Lanthanoid contraction. In the lanthanoids there is regular decrease in the size of atoms and ions with increase in atomic number. This decrease of ionic and atomic radii in the lanthanoid elements is called lanthanoid contraction. For example, the ionic radii decrease from Ce3+ (111 pm) to Lu3+ (93 pm). Cause of lanthanoid contraction. As we move through the lanthanoid series, 4f-electrons are being added, one at each step. The mutual shielding effect of electrons is very little, even smaller than that of d-electrons. This is due to the shape of the f-orbitals. The nuclear charge, however, increases by one at each step. Hence, the inward pull experienced by the 4f-electrons increases. This causes a reduction in the size of the entire 4fn shell. The sum of the successive reductions gives the total lanthanoid contraction.

Consequences of lanthanoid contraction. The important consequences of lanthanoid contraction are :

(i) It has very important effect on the relative properties of the elements which follow the lanthanoids with those which proceed the lanthanoids. We know that there is a regular increase in size as we go from Sc to Y to La in group 3. Similarly, we expect normal, increase in size in other groups from Ti Zr Hf
V Nb Ta
However after lanthanoids, the increase in radii from second to third transition series vanishes.
Consequently, the pairs of elements Zr—Hf,
Nb—Ta, Mo—W, etc. have almost similar sizes.
Therefore, the properties of these elements are similar.

(ii) There is small but steady increase in the standard electrode potential values (E°) for the process :
M3+ + 3e M(g)

(iii) The basic strength of oxides and hydroxides decrease with increase in atomic number. Thus, La(OH)3 is most basic and Lu(OH)3 is least basic.

Question 28:

What are the characteristics of the transition elements and why are they called transition elements ? Which of the d-block elements may not be regarded as the transition elements ?

Answer:

The general characteristics of d-block elements are :

  1. Nearly all the transition elements have typical metallic properties such have high tensile strength, ductility, malleability, high thermal and electrical conductivity and metallic lustre.
  2. Except mercury which is liquid at room temperature, other transition elements have typical metallic structures.
  3. They have high melting and boiling points and have higher heats of vaporisation than non-transition elements.
  4. They are electropositive in nature.
  5. Most of them form coloured compounds.
  6. They have good tendency to form complexes.
  7. They exhibit several oxidation states.
  8. Their compounds are generally paramagnetic in nature.
  9. They form alloys with other metals.
  10. Most of the transition metals and other compounds are used as catalysts.

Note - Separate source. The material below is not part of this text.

PR #16042, opened 2022-12-22
Factorization and improvement for bounding box computation

Codain:
Hi,

This pull request is a first modest attempt to propose some improvement to OsmAnd, an App I'm using since years now. Please be gentle at reviewing it :).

They are called transition elements because they represent transition (change) in properties from most electropositive s-block elements to most electronegative p-block elements.

The elements Zn, Cd and Hg are not regarded as transition elements because they donot have partly filled d-subshells in their elementary state or in their commonly occurring oxidation states.

Question 29:

In what way is the electronic configuration of the transition elements different from that of the non-transition elements?

Answer:

The transition elements involve the filling of d-orbitals while the representative elements involve the filling of s or p-orbitals. The general electronic configuration of transition elements is (n–1) d1–10 ns1–2.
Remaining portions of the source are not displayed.